PR #2124, opened 2026-02-05
OCPBUGS-76278: podman-etcd: fix learner node attribute not set after etcdctl failure

clobrano:
Ensure that learner_node attribute is always set when the member list
contains one learner member.

Moreover:
* Ensure set_standalone_node is called after adding a learner member.
* Capture stderr from etcdctl for better error logging.

### DIFF
--- a/heartbeat/podman-etcd
+++ b/heartbeat/podman-etcd
@@ -1082,7 +1082,7 @@ add_member_as_learner()
 	local peer_url=$(ip_url $member_ip)
 
 	ocf_log info "add $member_name ($member_ip) to the member list as learner"
-	out=$(podman exec "${CONTAINER}" etcdctl --endpoints="$endpoint_url:2379" member add "$member_name" --peer-urls="$peer_url:2380" --learner)
+	out=$(podman exec "${CONTAINER}" etcdctl --endpoints="$endpoint_url:2379" member add "$member_name" --peer-urls="$peer_url:2380" --learner 2>&1)
 	rc=$?
 	if [ $rc -ne 0 ]; then
 		ocf_log err "could not add $member_name as learner, error code $rc, etcdctl output: $out"
@@ -1429,10 +1429,22 @@ detect_cluster_leadership_loss()
 manage_peer_membership()
 {
 	local member_list_json="$1"
+	local peer_ip_map_entry
+	local peer_member_name
+	local peer_member_ip
+	local peer_member_id
 
-	# Example of .members[] instance fields in member list json format:
-	# NOTE that "name" is present in voting members only, while "isLearner" in learner members only
-	# and the value is always true (not a string) in that case.
+	# Get peer node name and IP
+	peer_ip_map_entry=$(echo "$OCF_RESKEY_node_ip_map" | tr ';' '\n' | grep -vF "$NODENAME")
+	if [ -z "$peer_ip_map_entry" ]; then
+		ocf_exit_reason "manage_peer_membership: could not parse node_ip_map: '$OCF_RESKEY_node_ip_map'"
+		exit $OCF_ERR_CONFIGURED
+	fi
+	peer_member_name=$(echo "$peer_ip_map_entry" | cut -d: -f1)
+	peer_member_ip=$(echo "$peer_ip_map_entry" | cut -d: -f2-)
+
+	# Parsing the member list's json output to find a "learner" member.
+	# Example of .members[] instance fields in member list json format:	
 	# {
 	#   "ID": <member ID>,
 	#   "name": "<node hostname>",
@@ -1443,26 +1455,28 @@ manage_peer_membership()
 	#       "https://<node IP>:2379"
 	#   ]
 	# }
-	for node in $(echo "$OCF_RESKEY_node_ip_map" | sed "s/\s//g;s/;/ /g"); do
-		name=$(echo "$node" | cut -d: -f1)
-		# do not check itself
-		if [ "$name" = "$NODENAME" ]; then
-			continue
-		fi
+	# NOTE that the "name" field is present in voting members only, while "isLearner"
+	# field in learner members only and the value is always true (not a string) in that case.
+	peer_member_id=$(printf "%s" "$member_list_json" | jq -r ".members[] | select( .peerURLs | map(test(\"$peer_member_ip\")) | any).ID")
+	if [ -z "$peer_member_id" ]; then
+		ocf_log info "$peer_member_name is not in the members list"
+		add_member_as_learner "$peer_member_name" "$peer_member_ip"
+		set_standalone_node
+		return
+	fi
 
-		# Check by IP instead of Name since "learner" members appear only in peerURLs, not by Name.
-		ip=$(echo "$node" | cut -d: -f2-) # Grab everything after the first : this covers ipv4/ipv6
-		peer_member_id=$(printf "%s" "$member_list_json" | jq -r ".members[] | select( .peerURLs | map(test(\"$ip\")) | any).ID")
-		if [ -z "$peer_member_id" ]; then
-			ocf_log info "$name is not in the members list"
-			add_member_as_learner "$name" "$ip"
-			set_standalone_node
-		else
-			ocf_log debug "$name is in the members list by IP: $ip"
-			# Errors from reconcile_member_state are logged internally. Ignoring them here prevents stopping a healthy voter agent; critical local failures are caught by detect_cluster_leadership_loss.
-			reconcile_member_state "$member_list_json"
-		fi
-	done
+	# Ensure learner_node attribute is always set when we have a learner member
+	local learner_member_id=$(printf "%s" "$member_list_json" | jq -r ".members[] | select( .isLearner==true ).ID")
+	local current_learner_node=$(attribute_learner_node get)
+	if [ -n "$learner_member_id" ] && [ -z "$current_learner_node" ]; then
+		ocf_log debug "$peer_member_name found as learner in member list, but learner_node attribute was not set. Updating"
+		attribute_learner_node update "$peer_member_name"
+		return
+	fi
+
+	ocf_log debug "$peer_member_name is in the members list by IP: $peer_member_ip"
+	# Errors from reconcile_member_state are logged internally. Ignoring them here prevents stopping a healthy voter agent; critical local failures are caught by detect_cluster_leadership_loss.
+	reconcile_member_state "$member_list_json"
 }
 
 check_peer()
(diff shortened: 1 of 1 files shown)


heartbeat/podman-etcd
```diff
@@ -1082,7 +1082,7 @@ add_member_as_learner()
 	local peer_url=$(ip_url $member_ip)
 
 	ocf_log info "add $member_name ($member_ip) to the member list as learner"
-	out=$(podman exec "${CONTAINER}" etcdctl --endpoints="$endpoint_url:2379" member add "$member_name" --peer-urls="$peer_url:2380" --learner)
+	out=$(podman exec "${CONTAINER}" etcdctl --endpoints="$endpoint_url:2379" member add "$member_name" --peer-urls="$peer_url:2380" --learner 2>&1)
```
jaypoulz, line 1085: I think this tweak will pay dividends :D

heartbeat/podman-etcd
```diff
@@ -1443,26 +1444,39 @@ manage_peer_membership()
...
-		if [ -z "$peer_member_id" ]; then
-			ocf_log info "$name is not in the members list"
-			add_member_as_learner "$name" "$ip"
-			set_standalone_node
-		else
-			ocf_log debug "$name is in the members list by IP: $ip"
-			# Errors from reconcile_member_state are logged internally. Ignoring them here prevents stopping a healthy voter agent; critical local failures are caught by detect_cluster_leadership_loss.
-			reconcile_member_state "$member_list_json"
-		fi
+		peer_member_ip=$(echo "$node" | cut -d: -f2-) # Grab everything after the first : this covers ipv4/ipv6
```
jaypoulz: This this IP actually going to grab the peer member IP?

In the case node-1 node-2 where I am node 1:
-> I continue passed the first check and get node2

In the case node-2 node-1 where I am node 1:
-> I capture node 2 and then continue past node 1 and end up with node 2.

In the case node-1 node-2 where I am node 2:
-> I capture node 1 and then continue past node 2 and end up with node 1.

In the case node-2 node-1 where I am node 2:
-> I continue passed the first check and get node1

What about peer member name:
In the case of node-1 node-2 and I am node-1:
It's set to node one then I continue and reset it to node 2. (Correct)

In the case of node-2 node-1 and I am node-1:
It's set to node-2 then I set it to node 1 and then I continue and I'm left with node-1. :red_circle: (Wrong)

You'd have the same issue if you're node 2 and the second in the list. Skipping the loop doesn't skip the assignment.

heartbeat/podman-etcd
```diff
@@ -1443,26 +1444,39 @@ manage_peer_membership()
...
 	done
+
+	local peer_member_id=$(printf "%s" "$member_list_json" | jq -r ".members[] | select( .peerURLs | map(test(\"$peer_member_ip\")) | any).ID")
+	if [ -z "$peer_member_id" ]; then
+		ocf_log info "$peer_member_name is not in the members list"
```
jaypoulz, line 1462: Because of the issue in the loop above, the log here will be wrong.

heartbeat/podman-etcd
```diff
@@ -1443,26 +1444,39 @@ manage_peer_membership()
...
+		add_member_as_learner "$peer_member_name" "$peer_member_ip"
```
jaypoulz, line 1463: This would be wrong too, if you ended up with mismatched member_name and member_ip

heartbeat/podman-etcd
```diff
@@ -1443,26 +1444,39 @@ manage_peer_membership()
...
+		set_standalone_node
+		return
+	fi
+
+	# Ensure learner_node attribute is always set when we have a learner member
+	local learner_member_id=$(printf "%s" "$member_list_json" | jq -r ".members[] | select( .isLearner==true ).ID")
```
jaypoulz, line 1469: This assumes we will never have more than one learner. But also, if we have more than one learner, yikes. So this probably fine.

heartbeat/podman-etcd
```diff
@@ -1443,26 +1444,39 @@ manage_peer_membership()
...
+	local current_learner_node=$(attribute_learner_node get)
+	if [ -n "$learner_member_id" ] && [ -z "$current_learner_node" ]; then
+		ocf_log debug "$peer_member_name found as learner in member list, but learner_node attribute was not set. Updating"
```
jaypoulz, line 1472: We need to fix the loop above because it's used in this log and node update call in this section as well.

heartbeat/podman-etcd
```diff
@@ -2209,6 +2223,7 @@ podman_start()
 				peer_node_ip="$(attribute_node_ip_peer)"
 				if [ -n "$peer_node_name" ] && [ -n "$peer_node_ip" ]; then
 					add_member_as_learner "$peer_node_name" "$peer_node_ip"
+					set_standalone_node
```
jaypoulz, line 2226: I haven't wrapped my head around what this is doing.  I'm assuming I'm setting myself as a standalone node because my peer is supposed to clear this when it starts?

heartbeat/podman-etcd
clobrano: Yeah, I didn't think through this change enough. I'll rework it

heartbeat/podman-etcd
clobrano: This is also enforced in etcd configuration
https://github.com/ClusterLabs/resource-agents/blob/35957e291480fbf7261532dbc6cd79fe82d22dfb/heartbeat/podman-etcd#L708

heartbeat/podman-etcd
clobrano: The `standalone_node` property prevents a node from attempting to leave the member list upon stopping, which avoids a `panic: removed all voters` error during reboot. The property is then cleared by the voter node when it promotes the learner peer.
 
There is some overlapping between this property and `learner_node`, but a proper refactoring was postponed to the moment we will have a CI to test resource-agents PRs in a TNF cluster before merging the content.

heartbeat/podman-etcd
```diff
@@ -1429,10 +1429,22 @@ detect_cluster_leadership_loss()
 manage_peer_membership()
 {
 	local member_list_json="$1"
+	local peer_ip_map_entry
+	local peer_member_name
+	local peer_member_ip
+	local peer_member_id
+
+	# Get peer node name and IP
+	peer_ip_map_entry=$(echo "$OCF_RESKEY_node_ip_map" | tr ';' '\n' | grep -v "$NODENAME")
```
fonta-rh: If we're going for the literal $NODENAME string, do we want to add the -F option? If not, hostnames that have basic regex characters (. mainly) might cause trouble. 
Something like 
`grep -vxF "$NODENAME"`
maybe?

heartbeat/podman-etcd
```diff
@@ -1429,10 +1429,22 @@ detect_cluster_leadership_loss()
...
+	if [ -z "$peer_ip_map_entry" ]; then
+		ocf_exit_reason "manage_peer_membership: could not parse node_ip_map: '$OCF_RESKEY_node_ip_map'"
+		exit $OCF_ERR_CONFIGURED
```
fonta-rh, line 1441: Should this be an exit, or a return? if we use exit during a monitor operation, will that kill the agent?

heartbeat/podman-etcd
fonta-rh, line 2226: So we run set_standalone_node **always** inside this if, it doesn't matter if "add_member_as_learner" was succesful? That sounds strange to me

heartbeat/podman-etcd
```diff
@@ -1443,26 +1455,28 @@ manage_peer_membership()
...
-			# Errors from reconcile_member_state are logged internally. Ignoring them here prevents stopping a healthy voter agent; critical local failures are caught by detect_cluster_leadership_loss.
-			reconcile_member_state "$member_list_json"
-		fi
-	done
+	# Ensure learner_node attribute is always set when we have a learner member
+	local learner_member_id=$(printf "%s" "$member_list_json" | jq -r ".members[] | select( .isLearner==true ).ID")
+	local current_learner_node=$(attribute_learner_node get)
+	if [ -n "$learner_member_id" ] && [ -z "$current_learner_node" ]; then
+		ocf_log debug "$peer_member_name found as learner in member list, but learner_node attribute was not set. Updating"
+		attribute_learner_node update "$peer_member_name"
```
fonta-rh, line 1473: Can this fail?

heartbeat/podman-etcd
```diff
@@ -1443,26 +1455,28 @@ manage_peer_membership()
...
-			add_member_as_learner "$name" "$ip"
-			set_standalone_node
-		else
-			ocf_log debug "$name is in the members list by IP: $ip"
-			# Errors from reconcile_member_state are logged internally. Ignoring them here prevents stopping a healthy voter agent; critical local failures are caught by detect_cluster_leadership_loss.
-			reconcile_member_state "$member_list_json"
-		fi
-	done
+	# Ensure learner_node attribute is always set when we have a learner member
+	local learner_member_id=$(printf "%s" "$member_list_json" | jq -r ".members[] | select( .isLearner==true ).ID")
```
fonta-rh, line 1469: Claude tells me (I have never found this before but it seems to be common) that using local and the $() result like this will mask the error on the command substitution (local will always return 0). I guess we're not checking that directly, but might be worth declaring the variable separately and then populating it on the next line

heartbeat/podman-etcd
clobrano: I would exit here and kill the agent. If we cannot parse `OCF_RESKEY_node_ip_map`, which at this point we must have used already (e.g. in start), it is a great problem.

heartbeat/podman-etcd
clobrano: We are running `standalone` regardless we succeeded setting the peer as learner.

heartbeat/podman-etcd
clobrano: yes, and if so, we'll retry at the next monitor loop

heartbeat/podman-etcd
clobrano: Claude's right :grin: 

> Declare and assign separately to avoid masking return values. [SC2155]

https://www.shellcheck.net/wiki/SC2155

We are indeed ignoring this error as, to my understanding:

> This may prevent conditionals, set -e and traps from working correctly.

and we don't use `set -e` nor traps

heartbeat/podman-etcd
clobrano: I agree on `-F` as it is defined as _F, --fixed-strings Interpret PATTERNS as fixed strings, not regular expressions._, however `-x`(which seems more related to regex) breaks the logic.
════════════════
### YOUR GOAL
What you should output is every line of the records above, from the first through the line containing "Parsing the member", unchanged.

### SOLUTION TO THE EXERCISE
PR #2124, opened 2026-02-05
OCPBUGS-76278: podman-etcd: fix learner node attribute not set after etcdctl failure

clobrano:
Ensure that learner_node attribute is always set when the member list
contains one learner member.

Moreover:
* Ensure set_standalone_node is called after adding a learner member.
* Capture stderr from etcdctl for better error logging.

### DIFF
--- a/heartbeat/podman-etcd
+++ b/heartbeat/podman-etcd
@@ -1082,7 +1082,7 @@ add_member_as_learner()
 	local peer_url=$(ip_url $member_ip)
 
 	ocf_log info "add $member_name ($member_ip) to the member list as learner"
-	out=$(podman exec "${CONTAINER}" etcdctl --endpoints="$endpoint_url:2379" member add "$member_name" --peer-urls="$peer_url:2380" --learner)
+	out=$(podman exec "${CONTAINER}" etcdctl --endpoints="$endpoint_url:2379" member add "$member_name" --peer-urls="$peer_url:2380" --learner 2>&1)
 	rc=$?
 	if [ $rc -ne 0 ]; then
 		ocf_log err "could not add $member_name as learner, error code $rc, etcdctl output: $out"
@@ -1429,10 +1429,22 @@ detect_cluster_leadership_loss()
 manage_peer_membership()
 {
 	local member_list_json="$1"
+	local peer_ip_map_entry
+	local peer_member_name
+	local peer_member_ip
+	local peer_member_id
 
-	# Example of .members[] instance fields in member list json format:
-	# NOTE that "name" is present in voting members only, while "isLearner" in learner members only
-	# and the value is always true (not a string) in that case.
+	# Get peer node name and IP
+	peer_ip_map_entry=$(echo "$OCF_RESKEY_node_ip_map" | tr ';' '\n' | grep -vF "$NODENAME")
+	if [ -z "$peer_ip_map_entry" ]; then
+		ocf_exit_reason "manage_peer_membership: could not parse node_ip_map: '$OCF_RESKEY_node_ip_map'"
+		exit $OCF_ERR_CONFIGURED
+	fi
+	peer_member_name=$(echo "$peer_ip_map_entry" | cut -d: -f1)
+	peer_member_ip=$(echo "$peer_ip_map_entry" | cut -d: -f2-)
+
+	# Parsing the member list's json output to find a "learner" member.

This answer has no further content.